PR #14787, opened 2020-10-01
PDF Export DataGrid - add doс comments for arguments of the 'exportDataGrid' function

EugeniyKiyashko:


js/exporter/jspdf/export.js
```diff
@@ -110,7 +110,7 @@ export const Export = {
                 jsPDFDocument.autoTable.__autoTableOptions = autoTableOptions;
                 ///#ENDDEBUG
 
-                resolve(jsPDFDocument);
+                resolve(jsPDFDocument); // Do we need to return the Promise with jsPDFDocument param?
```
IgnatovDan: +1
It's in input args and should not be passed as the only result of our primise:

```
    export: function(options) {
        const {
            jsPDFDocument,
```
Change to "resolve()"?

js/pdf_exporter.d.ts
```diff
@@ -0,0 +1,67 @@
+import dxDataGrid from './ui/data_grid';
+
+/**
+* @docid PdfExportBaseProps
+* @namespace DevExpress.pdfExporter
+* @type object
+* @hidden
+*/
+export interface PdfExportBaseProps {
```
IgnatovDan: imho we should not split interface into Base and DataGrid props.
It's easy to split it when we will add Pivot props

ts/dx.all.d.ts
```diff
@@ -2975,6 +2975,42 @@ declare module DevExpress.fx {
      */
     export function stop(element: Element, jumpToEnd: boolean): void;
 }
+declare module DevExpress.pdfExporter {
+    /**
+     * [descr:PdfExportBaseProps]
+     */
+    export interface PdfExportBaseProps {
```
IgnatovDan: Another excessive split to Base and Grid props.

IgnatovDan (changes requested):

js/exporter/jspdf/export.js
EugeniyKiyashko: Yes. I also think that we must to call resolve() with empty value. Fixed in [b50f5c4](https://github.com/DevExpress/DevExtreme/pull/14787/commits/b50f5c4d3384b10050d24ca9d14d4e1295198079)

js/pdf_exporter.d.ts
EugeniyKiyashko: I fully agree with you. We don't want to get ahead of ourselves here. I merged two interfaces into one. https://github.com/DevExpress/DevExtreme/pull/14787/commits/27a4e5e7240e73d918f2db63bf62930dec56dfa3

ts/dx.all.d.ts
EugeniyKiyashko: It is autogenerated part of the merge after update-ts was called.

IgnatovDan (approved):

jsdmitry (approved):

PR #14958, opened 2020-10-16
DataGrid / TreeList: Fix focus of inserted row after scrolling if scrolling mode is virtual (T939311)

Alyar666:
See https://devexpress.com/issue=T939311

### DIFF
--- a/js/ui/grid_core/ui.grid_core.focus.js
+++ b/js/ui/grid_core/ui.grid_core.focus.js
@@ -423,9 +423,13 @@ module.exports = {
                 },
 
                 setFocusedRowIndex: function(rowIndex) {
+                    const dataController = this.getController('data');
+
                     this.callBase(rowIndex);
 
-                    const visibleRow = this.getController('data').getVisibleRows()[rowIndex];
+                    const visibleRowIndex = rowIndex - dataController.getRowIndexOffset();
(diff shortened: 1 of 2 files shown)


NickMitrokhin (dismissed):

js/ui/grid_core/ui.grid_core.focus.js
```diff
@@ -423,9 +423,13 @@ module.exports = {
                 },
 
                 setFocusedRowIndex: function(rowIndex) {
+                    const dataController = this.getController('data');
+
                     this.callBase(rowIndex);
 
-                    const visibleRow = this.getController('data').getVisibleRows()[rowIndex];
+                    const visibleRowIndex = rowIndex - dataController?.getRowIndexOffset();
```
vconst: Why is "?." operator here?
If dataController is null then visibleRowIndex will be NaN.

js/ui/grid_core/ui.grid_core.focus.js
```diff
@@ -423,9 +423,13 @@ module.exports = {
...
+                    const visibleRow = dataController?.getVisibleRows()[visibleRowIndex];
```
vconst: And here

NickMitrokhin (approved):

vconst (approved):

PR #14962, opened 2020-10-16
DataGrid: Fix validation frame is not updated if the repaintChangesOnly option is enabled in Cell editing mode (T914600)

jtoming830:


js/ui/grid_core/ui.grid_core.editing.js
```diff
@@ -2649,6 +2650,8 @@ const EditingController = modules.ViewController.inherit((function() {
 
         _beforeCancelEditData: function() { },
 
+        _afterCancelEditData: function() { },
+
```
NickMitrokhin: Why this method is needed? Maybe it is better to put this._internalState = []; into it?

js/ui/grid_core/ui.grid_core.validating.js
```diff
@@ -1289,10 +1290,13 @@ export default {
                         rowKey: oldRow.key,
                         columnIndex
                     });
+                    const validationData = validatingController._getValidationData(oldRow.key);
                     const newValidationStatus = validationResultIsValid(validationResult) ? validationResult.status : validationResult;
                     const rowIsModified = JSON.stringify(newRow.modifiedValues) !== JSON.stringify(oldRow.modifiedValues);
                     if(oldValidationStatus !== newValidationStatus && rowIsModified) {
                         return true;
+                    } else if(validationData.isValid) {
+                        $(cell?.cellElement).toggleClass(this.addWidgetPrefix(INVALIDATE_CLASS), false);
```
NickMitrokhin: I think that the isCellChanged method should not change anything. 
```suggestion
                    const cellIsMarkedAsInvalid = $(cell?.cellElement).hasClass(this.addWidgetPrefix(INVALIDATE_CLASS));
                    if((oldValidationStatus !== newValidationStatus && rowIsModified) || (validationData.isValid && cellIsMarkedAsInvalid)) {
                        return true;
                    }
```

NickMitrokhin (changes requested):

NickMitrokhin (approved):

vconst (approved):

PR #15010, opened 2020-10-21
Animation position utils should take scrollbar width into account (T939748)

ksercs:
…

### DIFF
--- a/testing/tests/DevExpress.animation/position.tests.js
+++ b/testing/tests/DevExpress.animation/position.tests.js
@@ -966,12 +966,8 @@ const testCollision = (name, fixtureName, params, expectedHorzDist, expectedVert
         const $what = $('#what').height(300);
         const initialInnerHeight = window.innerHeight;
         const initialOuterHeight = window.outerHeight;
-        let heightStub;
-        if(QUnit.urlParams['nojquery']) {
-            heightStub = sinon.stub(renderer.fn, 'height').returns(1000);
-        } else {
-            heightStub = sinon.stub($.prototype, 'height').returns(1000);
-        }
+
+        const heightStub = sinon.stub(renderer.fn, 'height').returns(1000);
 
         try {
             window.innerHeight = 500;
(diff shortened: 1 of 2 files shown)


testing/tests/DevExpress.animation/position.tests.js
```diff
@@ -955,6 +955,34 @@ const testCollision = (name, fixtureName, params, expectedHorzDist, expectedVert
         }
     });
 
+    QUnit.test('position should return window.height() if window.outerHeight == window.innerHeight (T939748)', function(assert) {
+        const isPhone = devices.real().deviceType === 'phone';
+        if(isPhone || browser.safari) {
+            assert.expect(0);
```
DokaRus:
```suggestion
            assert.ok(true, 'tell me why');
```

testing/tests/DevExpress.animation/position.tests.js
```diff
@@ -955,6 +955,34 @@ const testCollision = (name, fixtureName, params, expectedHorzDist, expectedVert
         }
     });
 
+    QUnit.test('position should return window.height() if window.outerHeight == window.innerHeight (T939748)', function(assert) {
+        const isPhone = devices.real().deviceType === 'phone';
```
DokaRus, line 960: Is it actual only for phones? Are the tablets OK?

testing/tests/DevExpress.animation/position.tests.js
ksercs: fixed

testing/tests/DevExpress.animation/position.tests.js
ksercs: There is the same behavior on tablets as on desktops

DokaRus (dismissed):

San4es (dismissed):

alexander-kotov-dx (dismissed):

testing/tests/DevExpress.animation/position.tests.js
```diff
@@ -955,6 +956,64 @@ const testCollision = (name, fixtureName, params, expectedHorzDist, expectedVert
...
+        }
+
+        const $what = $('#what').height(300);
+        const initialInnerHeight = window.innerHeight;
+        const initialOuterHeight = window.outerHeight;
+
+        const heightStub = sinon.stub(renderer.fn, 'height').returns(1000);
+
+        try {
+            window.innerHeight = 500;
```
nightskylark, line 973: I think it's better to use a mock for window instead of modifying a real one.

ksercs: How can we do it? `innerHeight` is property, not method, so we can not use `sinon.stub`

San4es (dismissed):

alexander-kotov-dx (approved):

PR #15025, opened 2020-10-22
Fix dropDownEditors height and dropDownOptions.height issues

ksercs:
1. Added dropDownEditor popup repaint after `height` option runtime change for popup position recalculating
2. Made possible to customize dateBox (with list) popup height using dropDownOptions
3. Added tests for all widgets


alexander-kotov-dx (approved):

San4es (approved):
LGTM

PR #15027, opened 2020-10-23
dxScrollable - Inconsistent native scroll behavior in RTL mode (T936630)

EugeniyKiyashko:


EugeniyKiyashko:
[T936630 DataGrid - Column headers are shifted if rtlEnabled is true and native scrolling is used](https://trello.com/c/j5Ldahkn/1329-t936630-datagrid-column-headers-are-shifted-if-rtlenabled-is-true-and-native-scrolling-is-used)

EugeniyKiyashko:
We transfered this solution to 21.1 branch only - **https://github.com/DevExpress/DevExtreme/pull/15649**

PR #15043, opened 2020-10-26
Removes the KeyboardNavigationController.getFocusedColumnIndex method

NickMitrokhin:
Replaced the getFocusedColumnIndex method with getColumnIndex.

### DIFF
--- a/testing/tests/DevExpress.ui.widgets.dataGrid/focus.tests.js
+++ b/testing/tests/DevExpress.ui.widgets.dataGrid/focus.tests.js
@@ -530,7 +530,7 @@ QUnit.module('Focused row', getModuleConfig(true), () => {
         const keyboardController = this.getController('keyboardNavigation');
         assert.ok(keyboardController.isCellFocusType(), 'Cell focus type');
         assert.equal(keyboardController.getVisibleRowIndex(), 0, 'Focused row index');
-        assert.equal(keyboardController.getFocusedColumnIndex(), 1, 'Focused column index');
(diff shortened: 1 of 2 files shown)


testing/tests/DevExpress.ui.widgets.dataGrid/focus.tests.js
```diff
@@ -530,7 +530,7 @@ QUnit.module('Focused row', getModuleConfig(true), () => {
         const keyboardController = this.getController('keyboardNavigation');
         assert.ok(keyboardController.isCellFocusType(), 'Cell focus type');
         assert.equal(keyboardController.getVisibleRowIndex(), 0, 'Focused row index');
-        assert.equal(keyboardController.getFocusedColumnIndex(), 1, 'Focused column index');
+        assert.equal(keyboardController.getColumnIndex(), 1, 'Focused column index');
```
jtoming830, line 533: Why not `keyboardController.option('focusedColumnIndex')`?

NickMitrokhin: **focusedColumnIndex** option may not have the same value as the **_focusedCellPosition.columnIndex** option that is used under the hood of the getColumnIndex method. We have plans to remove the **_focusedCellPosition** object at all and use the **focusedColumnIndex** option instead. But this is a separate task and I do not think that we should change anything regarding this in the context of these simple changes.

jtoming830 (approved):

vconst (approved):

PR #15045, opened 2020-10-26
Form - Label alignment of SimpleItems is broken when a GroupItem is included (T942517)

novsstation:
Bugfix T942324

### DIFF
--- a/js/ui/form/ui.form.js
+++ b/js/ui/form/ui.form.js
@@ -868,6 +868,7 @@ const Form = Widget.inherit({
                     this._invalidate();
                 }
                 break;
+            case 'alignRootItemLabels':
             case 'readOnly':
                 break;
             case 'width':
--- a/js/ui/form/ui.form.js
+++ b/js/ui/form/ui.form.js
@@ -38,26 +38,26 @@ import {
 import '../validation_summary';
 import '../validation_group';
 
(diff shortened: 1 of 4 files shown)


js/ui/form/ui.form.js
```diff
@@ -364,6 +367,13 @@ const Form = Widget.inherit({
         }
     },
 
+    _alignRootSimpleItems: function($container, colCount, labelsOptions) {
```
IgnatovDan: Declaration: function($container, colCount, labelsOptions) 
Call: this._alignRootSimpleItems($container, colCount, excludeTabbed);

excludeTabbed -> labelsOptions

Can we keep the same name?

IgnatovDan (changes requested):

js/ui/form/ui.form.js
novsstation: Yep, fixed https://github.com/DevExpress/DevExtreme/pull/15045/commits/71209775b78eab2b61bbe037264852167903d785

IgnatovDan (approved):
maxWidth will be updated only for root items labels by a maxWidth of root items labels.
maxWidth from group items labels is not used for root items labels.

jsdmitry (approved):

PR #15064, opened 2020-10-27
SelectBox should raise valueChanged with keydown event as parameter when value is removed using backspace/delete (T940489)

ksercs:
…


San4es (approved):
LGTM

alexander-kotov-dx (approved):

===============

[TASK BRIEF]
Scan the data, and report each line that uses the word "tablets".

[WRITTEN ANSWER]
DokaRus, line 960: Is it actual only for phones? Are the tablets OK?
ksercs: There is the same behavior on tablets as on desktops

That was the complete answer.